* The task
All lines containing the string "better" must be copied from the entries.

* Data provided

PR #295, opened 2017-12-19
Update note on state

accjon:
Note on State says a non-null in collation_name means that the database is ready to accept a connection. Just checked tested this on a database being restored. Collation_name was populated before the database was available for connection and while state was still restoring.


PRMerger3:
@accjon : Thanks for your contribution to the SQL documentation! The author, @edmacauley, has been notified to review your proposed change.

edmacauley:
Thanks for your contribution  #sign-off

PRMerger3:
Only the author of the article can use the sign off comment to add the ready-to-merge label.

PR #299, opened 2017-12-22
Update docs to use lsb_release rather than hard coded distro

EvanCarroll:
Now we're not 16.04 specific.

### DIFF
--- a/docs/linux/quickstart-install-connect-ubuntu.md
+++ b/docs/linux/quickstart-install-connect-ubuntu.md
@@ -20,14 +20,14 @@ ms.workload: "Active"
 
 [!INCLUDE[tsql-appliesto-sslinux-only](../includes/tsql-appliesto-sslinux-only.md)]
 
-In this quick start tutorial, you first install SQL Server 2017 on Ubuntu 16.04. Then connect with **sqlcmd** to create your first database and run queries.
+In this quick start tutorial, you first install SQL Server 2017 on Ubuntu. Then connect with **sqlcmd** to create your first database and run queries.
 
 > [!TIP]
 > This tutorial requires user input and an internet connection. If you are interested in the [unattended](sql-server-linux-setup.md#unattended) or [offline](sql-server-linux-setup.md#offline) installation procedures, see [Installation guidance for SQL Server on Linux](sql-server-linux-setup.md).
 
 ## Prerequisites
 
-You must have a Ubuntu 16.04 machine with **at least 2 GB** of memory.
+You must have a Ubuntu machine with **at least 2 GB** of memory.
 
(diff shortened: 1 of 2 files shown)


PRMerger3:
@EvanCarroll : Thanks for your contribution to the SQL documentation! The author, @edmacauley, has been notified to review your proposed change.

EvanCarroll:
Actually do not commit this. It's not currently working because Microsoft doesn't package SQL Server for 17.04. Lol.

> When there is a convention.. **BREAK IT.** - Microsoft.

EvanCarroll:
There we go, now it should be fixed

edmacauley:
Proposed changes to the automated install script don't work.  Two examples: the script must still be run with sudo and the sql server conf line fails as mssql is not in the sudoers list.  This is on a stock Ubuntu 16.04.  Current live script does work, in the author's opinion, changes to sample-unattended-install-ubuntu.md should not be merged.

Pinging @rothja as he's the author of the other article in this PR.

edmacauley:
I do see what you mean by running sqlcmd as root, let me see if I can get a working version of the script, however.

rothja:
@EvanCarroll Thanks for the detailed suggestions you've provided in these files. Ed and I are reviewing your changes, and we'll probably have a few tweaks to your recommendations before publishing. I have a few questions for you. 

First, I see you're adding a new repository that takes the output from lsb_release. So you have that there to anticipate Microsoft creating new binaries specifically for the verison you currently running that is greater than 16.04?

Second, is your only concern about running the script as root that we do some things as root that could be avoided, such as launching sqlcmd? Otherwise, most of the actions require sudo during the installation process anyway, right?

I think you're removing some of the apt-get update calls. I believe those are necessary to refresh the package lists before attempting to install. If that is not the case, let me know.

We might have other questions as we go through your changes. Thanks, again for helping to make the content better.

EvanCarroll:
> mssql is not in the sudoers list. 

We're not running sudo as mssql, you run the script as any user. It runs the system utilities required as root, and the server and the client *as* `mssql`. @edmacauley

edmacauley:
Hi Thanks again for these changes.  Right now we're going to need to not make most of your proposed changes.  I have incorporated your changes w/ sudo and they should be published live soon.  We cannot change the version language or repos at this time, we only officially support Ubuntu 16.04 right now.  The product team will need to review before we can make those changes and I don't have a timeframe for that right now.
#please-close

rothja:
@EvanCarroll One of the problems we have at the moment is that many people are out for the holidays and we'll need to get some consensus on some of your suggestions. I'm out for the next week and a half as well. But I'll put this on my calendar to keep investigating your suggestions and talking to others about your repository recommendations. Thanks, again.

EvanCarroll:
A couple of things, `mssql-tools` is i only in 16.04, and the method used in the dotnet distros of writing to files in sources.d rather than using apt-add-repository is better imho.

PR #302, opened 2017-12-26
JSON data only applies to SQL Server 2016 and up

wsmelton:
As is this page shows that JSON data is available in any version of SQL Server, when it only applies to SQL Server 2016 and above.

Updated the header to use the `appliesto-ss2016-asdb-xxxx-xxx-md.md` include which shows the appropriate value for SQL Server.


PRMerger3:
@wsmelton : Thanks for your contribution to the SQL documentation! The author, @douglaslMS, has been notified to review your proposed change.

douglaslMS:
@wsmelton Thank you for noticing this.

douglaslMS:
#sign-off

* Expected answer
We might have other questions as we go through your changes. Thanks, again for helping to make the content better.
A couple of things, `mssql-tools` is i only in 16.04, and the method used in the dotnet distros of writing to files in sources.d rather than using apt-add-repository is better imho.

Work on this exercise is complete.